# WHAT YOU NEED TO DO
Number of lines below with "weaver": work it out and reply with that number only.

Stored data entries
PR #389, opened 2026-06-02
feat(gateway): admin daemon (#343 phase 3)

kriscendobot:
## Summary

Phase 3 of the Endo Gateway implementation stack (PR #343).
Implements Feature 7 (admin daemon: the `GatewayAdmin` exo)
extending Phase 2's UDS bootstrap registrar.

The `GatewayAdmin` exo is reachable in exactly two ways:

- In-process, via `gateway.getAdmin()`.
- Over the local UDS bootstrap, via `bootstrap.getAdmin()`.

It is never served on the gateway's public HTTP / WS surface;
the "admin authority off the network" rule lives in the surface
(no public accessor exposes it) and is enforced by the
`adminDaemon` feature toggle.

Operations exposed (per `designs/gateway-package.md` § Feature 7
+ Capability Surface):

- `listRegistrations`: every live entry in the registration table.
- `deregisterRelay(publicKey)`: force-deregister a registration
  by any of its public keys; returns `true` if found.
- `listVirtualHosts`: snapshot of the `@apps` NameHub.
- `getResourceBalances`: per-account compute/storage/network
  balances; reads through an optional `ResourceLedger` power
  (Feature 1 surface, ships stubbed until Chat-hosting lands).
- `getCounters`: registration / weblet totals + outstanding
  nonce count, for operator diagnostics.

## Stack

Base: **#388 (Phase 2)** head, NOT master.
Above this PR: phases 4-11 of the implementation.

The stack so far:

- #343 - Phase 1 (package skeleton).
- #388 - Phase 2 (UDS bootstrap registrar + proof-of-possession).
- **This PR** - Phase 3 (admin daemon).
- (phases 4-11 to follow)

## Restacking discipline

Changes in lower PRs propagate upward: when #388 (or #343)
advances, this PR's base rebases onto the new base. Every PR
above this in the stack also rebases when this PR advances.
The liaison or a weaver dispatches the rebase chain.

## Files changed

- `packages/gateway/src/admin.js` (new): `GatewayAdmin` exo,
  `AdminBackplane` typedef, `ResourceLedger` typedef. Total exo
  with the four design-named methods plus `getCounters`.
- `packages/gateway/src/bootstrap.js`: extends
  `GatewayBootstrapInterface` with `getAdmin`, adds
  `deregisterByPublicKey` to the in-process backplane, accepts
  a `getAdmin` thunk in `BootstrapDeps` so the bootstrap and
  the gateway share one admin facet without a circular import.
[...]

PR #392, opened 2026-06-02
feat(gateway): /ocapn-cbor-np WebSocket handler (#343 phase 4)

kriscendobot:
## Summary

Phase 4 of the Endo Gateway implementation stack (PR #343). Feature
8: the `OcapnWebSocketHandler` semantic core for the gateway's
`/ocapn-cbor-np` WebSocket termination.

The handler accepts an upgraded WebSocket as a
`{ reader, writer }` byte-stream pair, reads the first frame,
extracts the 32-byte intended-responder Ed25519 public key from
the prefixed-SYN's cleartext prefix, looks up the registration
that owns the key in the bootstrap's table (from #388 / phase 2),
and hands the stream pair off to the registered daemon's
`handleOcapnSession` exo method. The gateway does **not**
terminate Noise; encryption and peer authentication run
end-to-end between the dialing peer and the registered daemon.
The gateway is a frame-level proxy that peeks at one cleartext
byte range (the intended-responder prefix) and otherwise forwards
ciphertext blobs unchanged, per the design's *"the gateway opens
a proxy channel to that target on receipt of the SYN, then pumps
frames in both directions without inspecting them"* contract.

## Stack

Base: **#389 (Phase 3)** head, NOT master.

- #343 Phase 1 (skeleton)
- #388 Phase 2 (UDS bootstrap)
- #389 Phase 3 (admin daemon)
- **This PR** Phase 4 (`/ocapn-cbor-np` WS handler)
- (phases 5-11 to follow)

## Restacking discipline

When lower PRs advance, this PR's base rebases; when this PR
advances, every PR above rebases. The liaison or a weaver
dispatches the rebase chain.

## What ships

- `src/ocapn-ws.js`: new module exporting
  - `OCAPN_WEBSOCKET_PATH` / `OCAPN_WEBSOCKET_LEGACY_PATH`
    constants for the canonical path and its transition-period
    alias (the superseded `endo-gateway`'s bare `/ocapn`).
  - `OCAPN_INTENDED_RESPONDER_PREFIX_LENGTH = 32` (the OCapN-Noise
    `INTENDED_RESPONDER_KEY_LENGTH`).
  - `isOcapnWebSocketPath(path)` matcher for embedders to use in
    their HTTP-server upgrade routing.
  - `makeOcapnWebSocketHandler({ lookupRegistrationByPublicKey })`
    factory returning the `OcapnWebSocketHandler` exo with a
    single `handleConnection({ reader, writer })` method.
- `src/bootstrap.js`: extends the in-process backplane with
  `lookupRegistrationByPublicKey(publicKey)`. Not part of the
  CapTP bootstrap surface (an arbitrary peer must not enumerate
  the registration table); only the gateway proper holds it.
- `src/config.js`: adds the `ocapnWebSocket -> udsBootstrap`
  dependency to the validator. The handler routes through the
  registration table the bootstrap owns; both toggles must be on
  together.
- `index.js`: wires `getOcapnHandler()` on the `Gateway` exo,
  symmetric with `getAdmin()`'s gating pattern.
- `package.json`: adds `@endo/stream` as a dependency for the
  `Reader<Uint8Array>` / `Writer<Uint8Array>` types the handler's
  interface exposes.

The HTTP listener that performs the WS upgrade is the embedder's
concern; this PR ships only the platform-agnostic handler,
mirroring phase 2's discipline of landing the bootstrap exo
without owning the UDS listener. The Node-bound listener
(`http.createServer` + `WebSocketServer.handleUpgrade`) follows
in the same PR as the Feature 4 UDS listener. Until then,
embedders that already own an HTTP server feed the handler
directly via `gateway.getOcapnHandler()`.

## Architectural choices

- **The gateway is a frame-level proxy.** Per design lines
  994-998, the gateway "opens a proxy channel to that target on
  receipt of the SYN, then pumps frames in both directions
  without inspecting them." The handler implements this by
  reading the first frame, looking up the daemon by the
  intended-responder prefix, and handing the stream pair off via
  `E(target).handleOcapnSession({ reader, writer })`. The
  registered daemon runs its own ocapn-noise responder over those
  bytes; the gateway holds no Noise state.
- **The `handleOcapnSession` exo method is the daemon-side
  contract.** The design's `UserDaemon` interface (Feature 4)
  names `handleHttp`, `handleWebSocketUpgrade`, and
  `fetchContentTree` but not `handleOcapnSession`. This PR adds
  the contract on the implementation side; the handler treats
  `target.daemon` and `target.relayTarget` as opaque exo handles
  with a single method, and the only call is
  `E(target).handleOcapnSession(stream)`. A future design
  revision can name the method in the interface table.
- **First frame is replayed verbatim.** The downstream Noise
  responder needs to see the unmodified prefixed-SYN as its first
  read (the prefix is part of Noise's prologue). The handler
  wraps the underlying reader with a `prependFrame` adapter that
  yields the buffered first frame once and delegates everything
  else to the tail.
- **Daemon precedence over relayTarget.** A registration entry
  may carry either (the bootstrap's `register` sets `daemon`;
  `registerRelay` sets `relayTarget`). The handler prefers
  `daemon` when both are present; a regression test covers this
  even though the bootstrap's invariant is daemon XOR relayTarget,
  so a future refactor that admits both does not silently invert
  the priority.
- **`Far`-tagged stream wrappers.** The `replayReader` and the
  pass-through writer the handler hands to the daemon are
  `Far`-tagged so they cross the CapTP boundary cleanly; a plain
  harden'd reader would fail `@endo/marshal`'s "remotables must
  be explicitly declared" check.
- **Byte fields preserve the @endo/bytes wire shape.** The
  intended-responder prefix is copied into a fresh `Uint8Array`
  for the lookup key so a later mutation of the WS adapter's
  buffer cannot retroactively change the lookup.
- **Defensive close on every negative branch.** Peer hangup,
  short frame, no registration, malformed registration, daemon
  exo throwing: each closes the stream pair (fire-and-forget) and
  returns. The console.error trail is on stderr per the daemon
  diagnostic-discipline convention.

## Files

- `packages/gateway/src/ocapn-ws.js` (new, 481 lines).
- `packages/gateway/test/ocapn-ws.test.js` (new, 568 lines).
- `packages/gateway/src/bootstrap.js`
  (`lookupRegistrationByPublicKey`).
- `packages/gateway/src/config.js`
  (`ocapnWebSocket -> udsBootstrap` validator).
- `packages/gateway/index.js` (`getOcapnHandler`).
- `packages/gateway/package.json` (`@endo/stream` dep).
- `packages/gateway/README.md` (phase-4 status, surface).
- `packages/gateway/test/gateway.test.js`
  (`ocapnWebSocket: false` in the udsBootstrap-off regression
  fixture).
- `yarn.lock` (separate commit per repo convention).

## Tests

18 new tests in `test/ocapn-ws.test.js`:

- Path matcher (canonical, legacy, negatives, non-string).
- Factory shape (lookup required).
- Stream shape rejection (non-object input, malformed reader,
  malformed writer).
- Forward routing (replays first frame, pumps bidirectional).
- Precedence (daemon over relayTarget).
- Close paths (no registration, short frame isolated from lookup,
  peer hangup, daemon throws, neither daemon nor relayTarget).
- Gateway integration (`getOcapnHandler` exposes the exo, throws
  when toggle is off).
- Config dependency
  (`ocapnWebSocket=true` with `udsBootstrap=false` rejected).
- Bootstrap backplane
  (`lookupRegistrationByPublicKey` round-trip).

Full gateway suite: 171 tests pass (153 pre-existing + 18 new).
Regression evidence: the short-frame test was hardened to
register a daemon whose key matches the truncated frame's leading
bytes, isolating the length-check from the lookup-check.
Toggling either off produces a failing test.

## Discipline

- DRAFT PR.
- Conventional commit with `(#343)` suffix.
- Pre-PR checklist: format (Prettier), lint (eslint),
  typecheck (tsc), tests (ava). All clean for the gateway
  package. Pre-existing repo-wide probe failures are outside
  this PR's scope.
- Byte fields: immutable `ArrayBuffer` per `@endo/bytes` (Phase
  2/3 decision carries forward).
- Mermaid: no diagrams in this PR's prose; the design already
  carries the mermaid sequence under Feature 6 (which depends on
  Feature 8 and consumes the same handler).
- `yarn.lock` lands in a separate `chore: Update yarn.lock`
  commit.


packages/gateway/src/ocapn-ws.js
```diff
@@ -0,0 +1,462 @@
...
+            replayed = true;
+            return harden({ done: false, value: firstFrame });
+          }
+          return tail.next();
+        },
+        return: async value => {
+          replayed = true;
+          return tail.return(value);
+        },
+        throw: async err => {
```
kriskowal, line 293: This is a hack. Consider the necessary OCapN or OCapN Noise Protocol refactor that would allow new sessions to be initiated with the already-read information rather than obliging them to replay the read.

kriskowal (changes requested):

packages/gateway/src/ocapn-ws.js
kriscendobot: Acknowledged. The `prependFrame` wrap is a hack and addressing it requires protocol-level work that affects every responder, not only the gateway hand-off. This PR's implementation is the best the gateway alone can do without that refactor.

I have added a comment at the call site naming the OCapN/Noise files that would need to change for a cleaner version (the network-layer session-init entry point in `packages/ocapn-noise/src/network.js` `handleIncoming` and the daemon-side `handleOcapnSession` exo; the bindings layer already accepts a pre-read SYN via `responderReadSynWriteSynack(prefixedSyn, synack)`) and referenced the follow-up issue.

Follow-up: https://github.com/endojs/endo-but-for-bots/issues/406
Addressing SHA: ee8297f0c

# FINISHED EXERCISE
2